Fault-Tolerant Quantum Error Correction Beyond Foliation
Duke University, Durham NC
Investigators
Abstract
Quantum computing promises to accelerate scientific progress by solving computational problems faster and more accurately. Scientific computing with standard computers is presently used to improve drug design, develop new electronic materials, and understand the dynamics of subatomic particles. Future quantum computers will enhance scientific computing, but current quantum computers have limited use cases due to noise in quantum systems. The noise leads to unwanted errors in the computational output and results that cannot be trusted. Quantum error correction is a method for reducing noise using feedback control. It is based on classical error correction, which is critical in our modern information society for both the long-term storage of data and for high-speed wireless communication.
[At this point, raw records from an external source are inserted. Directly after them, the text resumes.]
PR #947, opened 2023-10-02
fix: let space wrap and height grow for cards in banner

gluneau:
**Pull Request Summary**

The Issue: 
image

The Fix:
image

And when there is room, it's just like the old days:
image

**Check list**

- [ ] adds new feature
- [ ] relies on other tasks
- [ ] documentation changes

**Adds**

- (ex: Add feature A)

**Fixes**

**Changes**

- (ex: Change document B)

**To-dos**

- [ ] (ex: add user list)

### DIFF
--- a/src/components/dapp-staking/my-staking/components/banners/Algem.vue
+++ b/src/components/dapp-staking/my-staking/components/banners/Algem.vue
@@ -41,7 +41,7 @@ export default defineComponent({
   cursor: pointer;
   background: #d9d9d9;
   background-size: cover;
-  height: 127px;
+  min-height: 127px;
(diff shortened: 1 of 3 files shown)


Kahonnohak:
Thanks @gluneau 

It looks too narrow, it was something like this width. I adjusted using width: 130% (~140% would be fine) something similar would be good (somewhere around 160 ~170px is the minimum width)

Also please align the height. 

Thats from me thanks so much

Screenshot 2023-10-02 at 22 35 11

impelcrypto (approved):
LGTM

Kahonnohak (approved):
Thank you!

PR #1003, opened 2023-11-01
fix: Account Unification errors

impelcrypto:
**Pull Request Summary**

* fix: displaying account icon
* fix: use unified account
  * map to proper SS58 address for EVM dApp staking
  * map to proper H160 address for sending assets from EVM to Native(unified)

**Check list**

- [ ] adds new feature
- [ ] relies on other tasks
- [ ] documentation changes

**Fixes**
* fix: displaying account icon

=Before=
* Not unified account but `isUnifiedAccount` was true
image

* This is unified account but `AuIcon` component was not imported
Screenshot 2023-11-01 at 3 10 05 PM

=After=
image

**Changes**

* removed `getSS58Address` function from `useAccount` hooks and use `getMappedNativeAddress` from `AccountUnificationService`

### DIFF
--- a/src/v2/repositories/implementations/AccountUnificationRepository.ts
+++ b/src/v2/repositories/implementations/AccountUnificationRepository.ts
@@ -1,3 +1,4 @@
+import { buildEvmAddress, toSS58Address } from '@astar-network/astar-sdk-core';
 import { AccountId32, H160 } from '@polkadot/types/interfaces';
 import { inject, injectable } from 'inversify';
 import { Guard } from 'src/v2/common';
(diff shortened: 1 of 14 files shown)


gluneau:
Well done.

image

gluneau (approved):

Kahonnohak:
Checked if account is not unified, portal doesn't allow transactions to happen
Screenshot 2023-11-01 at 15 22 52

Checked if account is unified
Sent ERC20 to native address and received the token in unified account.

src/v2/repositories/implementations/AccountUnificationRepository.ts
```diff
@@ -29,24 +30,37 @@ export class AccountUnificationRepository implements IAccountUnificationReposito
...
     const evmAddress = api.query.hasOwnProperty('unifiedAccounts')
       ? await api.query.unifiedAccounts.nativeToEvm<H160>(nativeAddress)
-      : '';
+      : buildEvmAddress(nativeAddress);
 
-    return evmAddress.toString();
+    return evmAddress.toString() !== '' ? evmAddress.toString() : buildEvmAddress(nativeAddress);
+  }
+
+  public async handleCheckIsUnifiedAccount(address: string): Promise<boolean> {
```
bobo-k2, line 51: This is a general comment for this PR
I see a lot of logic has been added to fetch and check if account is unified. I believe `useAccountUnification` hook can be used with existing logic implemented there
image

When user connects wallet portal already checks if account is unified and stores info in Vuex, so you can reuse data from there for your logic.

bobo-k2 (changes requested):

src/v2/repositories/implementations/AccountUnificationRepository.ts
impelcrypto: Thanks for checking. `isAccountUnified` only can check the sender account but we also have to check if the destination account has already been unified when sending ERC20 tokens from EVM to SS58. Therefore, `handleCheckIsUnifiedAccount` function will check it.

impelcrypto: https://github.com/AstarNetwork/astar-apps/pull/1003#issuecomment-1789169450

bobo-k2: > Thanks for checking. This is for sending tokens. `isAccountUnified` only can check the sender account but we also have to check if the destination account has already been unified when sending ERC20 tokens from EVM to SS58. Therefore, `handleCheckIsUnifiedAccount` function will check it.

Ok, I understand. For checking receiver is fine. Please use `useAccountUnification` hook for sender where applicable

bobo-k2 (approved):

PR #1032, opened 2023-11-16
Allow Astar Wallet Snap on all networks

gluneau:
**Pull Request Summary**

Allow Astar Wallet Snap on all networks

**Check list**

- [ ] adds new feature
- [ ] relies on other tasks
- [ ] documentation changes

### DIFF
--- a/src/modules/snap/index.ts
+++ b/src/modules/snap/index.ts
@@ -8,7 +8,8 @@ import {
   isPolkadotSnapInstalled,
 } from '@astar-network/metamask-astar-adapter/build/utils';
 import type { UnitConfiguration } from '@astar-network/metamask-astar-types';
-import { useNetworkInfo } from '../../hooks/useNetworkInfo';
+import { LOCAL_STORAGE } from 'src/config/localStorage';
+import { getNetworkName } from 'src/config/chainEndpoints';
 
 // Todo: move to Astar.js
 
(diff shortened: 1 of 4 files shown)


impelcrypto:
@gluneau 
>    await enablePolkadotSnap({ networkName: 'shibuya' }, snapId);

Do we want to update [here](https://github.com/AstarNetwork/astar-apps/blob/feat/enable-snap-mainnets/src/modules/snap/index.ts#L59) as well?

src/modules/snap/index.ts
```diff
@@ -87,7 +87,7 @@ export async function initiatePolkdatodSnap(): Promise<SnapInitializationRespons
   try {
     console.info('Attempting to connect to snap...');
     // Todo: update network params
-    const metamaskPolkadotSnap = await enablePolkadotSnap({ networkName: 'shibuya' }, snapId);
+    const metamaskPolkadotSnap = await enablePolkadotSnap({ networkName: 'astar' }, snapId);
```
impelcrypto, line 90: @gluneau am I correct that it doesn't matter passing astar while the portal connects to 'Shiden' or 'Shibuya'? Otherwise, you can use networkNameSubstrate from useNetworkInfo hook. You might want to check the actual value under each networks and make it lower case.

gluneau: I've introduced the `networkNameSubstrate` but it seems that the Store or getters not defined yet.

Let me know.

bobo-k2 (approved):

PR #1072, opened 2023-12-04
Improve polkadot.js errors handling

bobo-k2:
**Pull Request Summary**

This PR is to better handle errors before extrinsic call is initiated. E.g. if caller balance is to low to pay gas spinner on UI will spin forever and error will be only visible in a browser console. 

Basically just added one more try/catch block.

BEFORE
image

AFTER
image

**Check list**

- [ ] adds new feature
- [ ] relies on other tasks
- [ ] documentation changes


Kahonnohak:
Thank you, is there any cases other than balance is too low to pay the gas fee?
If not, maybe better to just say
`1010: Invalid transactions: transferable balance is too low to pay some fees`
?

impelcrypto (approved):

PR #1102, opened 2023-12-28
feat: added EVM supports

impelcrypto:
**Pull Request Summary**

* feat: added EVM supports
  * ref: https://github.com/AstarNetwork/astar-apps/pull/1101 

**Check list**

- [x] adds new feature
- [ ] relies on other tasks
- [ ] documentation changes

- [ ] (ex: add user list)


src/staking-v3/logic/services/DappStakingServiceEvm.ts
```diff
@@ -0,0 +1,244 @@
...
+    amount: number,
+    senderAddress: string,
+    successMessage: string
+  ): Promise<void> {
+    const ss58Address = await this.getSS58Address(senderAddress);
+    Guard.ThrowIfUndefined(contractAddress, 'contractAddress');
+    Guard.ThrowIfUndefined(senderAddress, 'senderAddress');
+    Guard.ThrowIfNegative('amount', amount);
+
+    const claimStakerCalls = await this.getClaimStakerAndBonusRewardsCalls(ss58Address);
```
bobo-k2, line 40: This code block is the same as in native service. I suggest to refactor this to avoid code duplication. See `claimLockAndStake` method for example. Basically extract duplicated code block to protected method and put it to native service.
Do similar for other calls if there is repeating code.

src/staking-v3/logic/services/DappStakingServiceEvm.ts
```diff
@@ -0,0 +1,244 @@
...
+  }
+
+  // @inheritdoc
+  public async claimUnstakeAndUnlock(
+    contractAddress: string,
+    amount: number,
+    senderAddress: string,
+    successMessage: string
+  ): Promise<void> {
+    const ss58Address = await this.getSS58Address(senderAddress);
```
bobo-k2, line 35: `Guard.ThrowIfUndefined(senderAddress, 'senderAddress');` should go above this line

bobo-k2 (changes requested):

bobo-k2:
Just noticed that ledger in Vuex is empty after staking when EVM account is connected 
image

src/staking-v3/logic/services/DappStakingServiceEvm.ts
impelcrypto: Fixed in [this](https://github.com/AstarNetwork/astar-apps/pull/1102/commits/0494d397fc98f0913afaad8d7781d1525312800e) commit.

src/staking-v3/logic/services/DappStakingServiceEvm.ts
impelcrypto: Sorry but I'm afraid I don't understand your point. 'claimStakerCalls' is required for the batch call, therefore I don't think we can make it more simpler here.

impelcrypto: Are you suggesting me to move the logic into `DappStakingRepository` and then refactor both 'DappsStakingServiceEvm' and 'DappStakingService'?

impelcrypto: Ok, will do that

bobo-k2:
> Just noticed that ledger in Vuex is empty after staking when EVM account is connected

Also staker info is not stored. I think I know what is the problem. Let me fix that.

bobo-k2:
Claim call is failing. Not sure why atm.
image

src/staking-v3/logic/services/DappStakingServiceEvm.ts
impelcrypto: Fixed in [this](https://github.com/AstarNetwork/astar-apps/pull/1102/commits/9ef93188ebd7d804e4b115a211cea97a7cfb29c5) commit.

bobo-k2 (approved):

PR #563, opened 2022-10-28
Add Hana wallet support

tzechuen:
Hi, I'm a developer for Hana wallet, currently available on the Chrome web store. 

We would like to add our wallet to the list of supported wallets for Astar portal. 

Please let me know if you have any questions.

Thanks,
Ting

PR #1105, opened 2023-12-30
feat: add Enkrypt support

kvhnuke:
**Pull Request Summary**

> Adds support for Enkrypt Extension

**Check list**

- [x] adds new feature
- [ ] relies on other tasks
- [ ] documentation changes

**Adds**

-  Enkrypt support


Kahonnohak:
Thank you so much for the PR, would it be possible to create a staging link please? Happy New Year and all the best for 2024!

gluneau:
Check here @kvhnuke for an example on how to create a staging preview for us to review.

https://docs.astar.network/docs/build/builder-guides/integration_toolings/deploy-astar-portal

kvhnuke:
https://astar-apps-bmlxvgpbt-kosala-hemachandras-projects.vercel.app/

gluneau:
> https://astar-apps-bmlxvgpbt-kosala-hemachandras-projects.vercel.app/

image

gluneau (changes requested):
You need different source names for native and evm

gluneau (approved):
It works, thanks for the PR.

impelcrypto (changes requested):
The portal doesn't display the loading animation while waiting for finalizing the transaction. I think it's related to the same issue Hana wallet had before. Please take a look at comments below and resolve the issue on the wallet extension. Please let me know once Enkrypt extension has updated version after resolve the issue.

https://github.com/AstarNetwork/astar-apps/pull/563#issuecomment-1517352791

https://github.com/AstarNetwork/astar-apps/pull/563#issuecomment-1533991693

https://github.com/AstarNetwork/astar-apps/pull/563#issuecomment-1546524311

Demo:
https://www.loom.com/share/f6055ec55cda4a719e03922e52987c14?from_recorder=1&focus_title=1

=Polkadot.js=
The animation should work like this:
image

kvhnuke:
@impelcrypto after carefully reviewing how you handle the loading screen, I have to disagree with this approach.
as a DApp you should not listen to "messages" emitted by window event due to following reasons
1. This is not a documented approach
2. window events are inherently insecure and only reason we are still using it is due to the fact the modern communication streams such as "https://developer.chrome.com/docs/extensions/reference/api/runtime#method-sendMessage" are not implemented across all the browsers. However, when it happens we will move away from window messaging.
3. As a dapp you should never implement functions that are not documented as they can easily change.
4. you might get false positive loading screens, if there is a message with `data.response` and `data.signature` (https://github.com/Hana-Technology/astar-apps/blob/add-hana-wallet/src/v2/services/implementations/PolkadotWalletService.ts#L179)
5. if you look closely at https://github.com/polkadot-js/extension/blob/297b2af14c68574b24bb8fdeda2208c473eccf43/packages/extension/src/page.ts#L10-L22 they only use the window message listener to `handleResponse` back to the dapp. 
6. This listener is never intended to be part of a dapp

I do understand you got lucky with talisman.subwallet etc as they probably just copy pasted polkadotjs communication method, however our messages are more indepth and made to custom to Enkrypt. 

Following are few ways you can implement the fix for loading screen on your end
1. Use promises, this is the way https://polkadot.js.org/apps/ handles loading and the documented way at https://polkadot.js.org/docs/extension

if there is any standard or documented method we missed or improperly implemented please let us know, if not this is not a change we can comply with

impelcrypto (approved):

impelcrypto:
@kvhnuke Thanks for letting me know.

PR #1116, opened 2024-01-09
fix: toast for `You do not have enough tokens to pay the transaction fee`

gluneau:
**Pull Request Summary**

- We now check to see if your account balance is less than 0.05 token.
- If it is, it will display an error saying _You do not have enough tokens to pay the transaction fee_
- And it will not proceed with the transaction.
- Both for EVM and native transactions

**Check list**

- [ ] adds new feature
- [ ] relies on other tasks
- [ ] documentation changes


src/v2/services/implementations/PolkadotWalletService.ts
```diff
@@ -77,6 +77,14 @@ export class PolkadotWalletService extends WalletService implements IWalletServi
           tip = tip ? ethers.utils.parseEther(tip).toString() : '1';
         }
 
+        const useableBalance = await this.assetsRepository.getNativeBalance(senderAddress);
+        const message = 'Minimum balance on the network is 0.01';
```
impelcrypto, line 81: Let's add it [here](https://github.com/AstarNetwork/astar-apps/blob/4718312b815cbb895dc08c19bbd249b397ffd535/src/modules/toast/index.ts#L1)

src/v2/services/implementations/PolkadotWalletService.ts
```diff
@@ -77,6 +77,14 @@ export class PolkadotWalletService extends WalletService implements IWalletServi
...
+        if (Number(useableBalance) < Number(100000000000000000)) {
```
impelcrypto: Perhaps the number is too big to calculate. Let's convert the decimals before compare these values.  Maybe you can do something like this:
```
 // REQUIRED_MINIMUM_BALANCE: 0.05
  const isBalanceEnough =
          Number(ethers.utils.formatEther(useableBalance)) > REQUIRED_MINIMUM_BALANCE;
 if (isBalanceEnough) {
   // Logic goes here
        }
```

Also, let's define the REQUIRED_MINIMUM_BALANCE in somewhere (perhaps at `modules/extrinsic/index.ts` or at `modules/toast/index.ts`).

image

Kahonnohak:
Thank you!

Hmmm,

local transfer I still have 

https://gyazo.com/cc5416a2a4feb2f79e11a34f16a8d515

claim, I did get the toast but I had more than 0.05. 

Screenshot 2024-01-10 at 00 26 30

Can we have the same messages of lacking the balance to pay the fee?

bobo-k2 (changes requested):
So we are checking if user balance is greater than 0.05. I believe the main reason is because we want user to have some tokens in the future to be able to pay transaction fees.
What we are not checking here is how much tokens will remain in the user wallet after transaction (e.g. balance transfer).

src/modules/toast/index.ts
```diff
@@ -4,4 +4,7 @@ export enum AlertMsg {
   ERROR = 'Transaction failed',
   ERROR_DUPLICATED_TX = 'Transaction failed due to duplicate transactions on PolkaSafe; please approve or reject them before creating a new transaction',
   COMPLETED_HASH = 'Completed at transaction hash',
+  MINIMUM_BALANCE = 'You do not have enough tokens to pay the transaction fee',
 }
+
+export const REQUIRED_MINIMUM_BALANCE: number = 0.05;
```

Quantum error correction differs from classical error correction in that noise can arise not just in storage and communication, but in the computation itself. The goal of the project is to make quantum error correction more practical by focusing on the computational errors and how the noise is inferred from measurements. In a simple model of quantum error correction, errors only arise when qubits are idle. Syndrome measurements can then be used to infer the error without generating additional errors. Fault-tolerant quantum error correction is difficult because errors arise when qubits are idle, when gates are applied, and when they are measured. The standard approach is to measure the error syndrome multiple times and then infer the error from the syndrome history. The syndrome measurements can be viewed as being stacked on top of each other in time. This procedure can be mapped to cluster states where copies of the code are stacked or foliated in space. The research project considers fault-tolerant error correction that goes beyond the standard approach including single-shot quantum error correction, quantum data syndrome codes, and non-foliated dynamic codes including Floquet codes and cluster-state-derived codes. The project aims to develop optimized fault-tolerant circuits that reduce the cost of fault-tolerant quantum error correction. This award reflects NSF's statutory mission and has been deemed worthy of support through evaluation using the Foundation's intellectual merit and broader impacts review criteria.